The SA-1 was intended solely for the protection of Moscow and surrounding industrial centres from air attack. SA-1s were deployed in two concentric rings around Moscow - the first ring, 25 nautical miles out from the city centre, had 22 of the 56 total sites. The remainder were all on the outside ring, which was a radius of about 45nm from Moscow. Reportedly, over 1 billion (unadjusted - presumably) dollars' worth of missiles were used in the S-25 program. Moscow's ring roads were originally built to support this system's infrastructure.

Designed by the Lavochkin Design Bureau, SA-1 missiles were themselves capable of carrying a nuclear warhead in place of the conventional 250kg of high explosives. An SA-1 missile could intercept aerial targets up to 20 nautical miles away (dependant on the approach and size of the target), and reach speeds of mach 2.5. However, because of the time it took to reach this speed it was of limited usefulness against targets already travelling at supersonic speed. The possible intercept altitudes ranged from about 3,000 to 60,000 feet, although the effective range could be increased to as much as 80,000ft if a nuclear warhead was carried.

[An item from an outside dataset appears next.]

PR #10223, opened 2023-11-03
Convert `System.Drawing.Printing.PreviewPrintController` `_list` from `ArrayList` to `List<T>`

elachlan:
Related: #8140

An SA-1 is 12 metres long, 71cm in diameter, with four large stabilizing fins towards the rear, with smaller steering fins towards the nose. They were not designed to be mobile (one reason they were only used to protect Moscow was that it was too problematic to move them elsewhere) - going by the information available the only time any of them left their launch sites was for May Day Parades, when they were carried on ZIL-157 trucks.

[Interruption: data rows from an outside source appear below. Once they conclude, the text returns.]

PR #10230, opened 2023-11-06
When the cursor is not over any control and not in a row/column, chan…

LeafShi1:
Porting fix from the Out-Of-Process designer

## Proposed changes
When the cursor is not over any control and not in a row/column, change insertIndex to the last one.

## Root cause of this bug
In the original code, when the cursor is not on any control and not in a row/column, only the IBar is erased without processing the InsertionIndex of the control, so the top control cannot move to the bottom.

## Before
The top control cannot be moved to the bottom, it always backs to the original position.
BeforeChange

## After
The top control can be moved to the bottom
AfterChange

## Test methodology 

- Manually

## Test environment(s) 
- .Net 9.0.0-alpha.1.23519.1

###### Microsoft Reviewers: [Open in CodeFlow](https://portal.fabricbot.ms/api/codeflow?pullrequest=https://github.com/dotnet/winforms/pull/10230)

### DIFF
--- a/src/System.Windows.Forms.Design/src/System/Windows/Forms/Design/FlowLayoutPanelDesigner .cs
+++ b/src/System.Windows.Forms.Design/src/System/Windows/Forms/Design/FlowLayoutPanelDesigner .cs
@@ -898,6 +898,7 @@ internal partial class FlowLayoutPanelDesigner : FlowPanelDesigner
         {
             // Here, we're at the 'end' of the FlowLayoutPanel - not over
             // any controls and not in a row/column.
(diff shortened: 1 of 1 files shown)


ricardobossan:
@LeafShi1 LGTM!

Tanya-Solyanik (approved):

John-Qiao:
Verified this PR on release/9.0 branch of winforms repo, the top control can be moved to the bottom now.


https://github.com/dotnet/winforms/assets/45864985/eeca637b-78f5-4364-b155-a9e80267df95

A typical SA-1 missile site had 60 launch positions, all joined by a road network. A total of about 3,200 launchers were deployed throughout the operational life of the SA-1. The B-200 radar that supplied all the missiles with their targeting data was of the track-while-scan type (termed yo-yo by NATO): capable of engaging up to 20 targets simultaneously. This, coupled with the amount of missiles at one site and the amount of sites, as well as the backup of the second ring of missile sites, meant the S-25 system was capable of responding to incoming targets with an extremely high rate of fire. A later modification increased this further, enabling each battery to engage twenty targets with up to three missiles per target.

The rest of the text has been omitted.